Parametric Shortest Paths in Planar Graphs (1811.05115v3)

Abstract: We construct a family of planar graphs ${G_n}_{n\geq 4}$, where $G_n$ has $n$ vertices including a source vertex $s$ and a sink vertex $t$, and edge weights that change linearly with a parameter $\lambda$ such that, as $\lambda$ varies in $(-\infty,+\infty)$, the piece-wise linear cost of the shortest path from $s$ to $t$ has $n^{\Omega(\log n)}$ pieces. This shows that lower bounds obtained earlier by Carstensen (1983) and Mulmuley & Shah (2001) for general graphs also hold for planar graphs, thereby refuting a conjecture of Nikolova (2009).
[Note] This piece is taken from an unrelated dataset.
PR #9272, opened 2026-08-31
perf(runtime): an inline address window in front of the registry probes — cc --help −5.16% instructions, −6.30% cycles

proggeramlug:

Gusfield (1980) and Dean (2009) showed that the number of pieces for every $n$-vertex graph with linear edge weights is $n^{\log n + O(1)}$. We generalize this result in two ways. (i) If the edge weights vary as a polynomial of degree at most $d$, then the number of pieces is $n^{\log n + (\alpha(n)+O(1))^d}$, where $\alpha(n)$ is the slow growing inverse Ackermann function. (ii) If the edge weights are linear forms of three parameters, then the number of pieces, appropriately defined for $\mathbb{R}^3$, is $n^{(\log n)^2+O(\log n)}$.